This work addresses the dynamic allocation of divisible online resources among offline agents, a problem prevalent in online markets, scheduling, and portfolio optimization. It establishes, for the first time, that the water-filling algorithm achieves global minimax optimality—simultaneously in terms of α-regret and competitive ratio—for a broad class of objective functions, including Schur-concave maximization and Schur-convex minimization problems. Remarkably, this optimality holds universally, independent of the specific form of the objective function, the number of agents, or the total resource amount. The key theoretical advance lies in leveraging majorization theory to develop a novel analytical framework for online algorithms, transcending the limitations of traditional primal-dual methods and firmly positioning water-filling as a universal minimax-optimal strategy.

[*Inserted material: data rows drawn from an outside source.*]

PR #204, opened 2020-12-17
Add GetDefaultGraphics DBus method

crawfxrd:
Add a new DBus method to get the graphics mode a product should use by default.
    
Only System76 models will default to "hybrid"; Other vendors will default to "nvidia". Some models, such as those without NVIDIA RTD3 power management, should default to "integrated" instead.

### DIFF
--- a/src/graphics.rs
+++ b/src/graphics.rs
@@ -51,6 +51,8 @@ pub enum GraphicsDeviceError {
     Command { cmd: &'static str, why: io::Error },
     #[error(display = "{} in use by {}", func, driver)]
     DeviceInUse { func: String, driver: String },
+    #[error(display = "failed to read DMI info: {}", _0)]
+    Dmi(io::Error),
     #[error(display = "failed to open system76-power modprobe file: {}", _0)]
     ModprobeFileOpen(io::Error),
     #[error(display = "failed to write to system76-power modprobe file: {}", _0)]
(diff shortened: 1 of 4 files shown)


src/graphics.rs
```diff
@@ -219,6 +221,31 @@ impl Graphics {
...
+        let product = fs::read_to_string("/sys/class/dmi/id/product_version")
+            .map_err(GraphicsDeviceError::Dmi)
+            .map(|s| s.trim().to_string())?;
+
+        // Only default to hybrid on System76 models
+        let vendor = fs::read_to_string("/sys/class/dmi/id/sys_vendor")
+            .map_err(GraphicsDeviceError::Dmi)
+            .map(|s| s.trim().to_string())?;
+
+        if DEFAULT_INTEGRATED.contains(&product.as_str()) || vendor != "System76" {
```
jackpot51, line 242: If vendor != System76, default mode should be nvidia. These strings should also match what get_vendor returns

src/graphics.rs
```diff
@@ -219,6 +221,33 @@ impl Graphics {
...
+            .map(|s| s.trim().to_string())?;
+
+        // Only default to hybrid on System76 models
+        let vendor = fs::read_to_string("/sys/class/dmi/id/sys_vendor")
+            .map_err(GraphicsDeviceError::Dmi)
+            .map(|s| s.trim().to_string())?;
+
+        if DEFAULT_INTEGRATED.contains(&product.as_str()) {
+            Ok("integrated".to_string())
+        } else if vendor != "System76" {
```
jackpot51, line 244: I'd put this test first, in the unlikely event some other vendor uses the same product version

jackpot51 (commented):
This looks good now. I have only one concern, will this work on the older oryp1, oryp2, and oryp3?

There were also even older products that had both Intel and NVIDIA graphics. I don't have an exhaustive list

crawfxrd:
It should preserve the current behavior of distinst, which only has orpy4.

The logic could be improved by checking `supported-gpus.json`:

- If it exists and the card supports `runtimepm`, use hybrid
- If it exists and the card doesn't support `runtimepm` (or is not listed), use integrated
- If it doesn't exists, use integrated

jackpot51 (approved):

jacobgkau (approved):
dbus response is working with `dbus-send`, I can see that it returns `integrated` on galp5 and `hybrid` on gaze15. On lemp10, returns an error `does not have switchable graphics`.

Allocation of dynamically-arriving (i.e., online) divisible resources among a set of offline agents is a fundamental problem, with applications to online marketplaces, scheduling, portfolio selection, signal processing, and many other areas. The water-filling algorithm, which allocates an incoming resource to maximize the minimum load of compatible agents, is ubiquitous in many of these applications whenever the underlying objectives prefer more balanced solutions; however, the analysis and guarantees differ across settings. We provide a justification for the widespread use of water-filling by showing that it is a universally minimax optimal policy in a strong sense. Formally, our main result implies that water-filling is minimax optimal for a large class of objectives -- including both Schur-concave maximization and Schur-convex minimization -- under $α$-regret and competitive ratio measures. This optimality holds for every fixed tuple of agents and resource counts. Remarkably, water-filling achieves these guarantees as a myopic policy, remaining entirely agnostic to the objective function, agent count, and resource availability. Our techniques notably depart from the popular primal-dual analysis of online algorithms, and instead develop a novel way to apply the theory of majorization in online settings to achieve universality guarantees.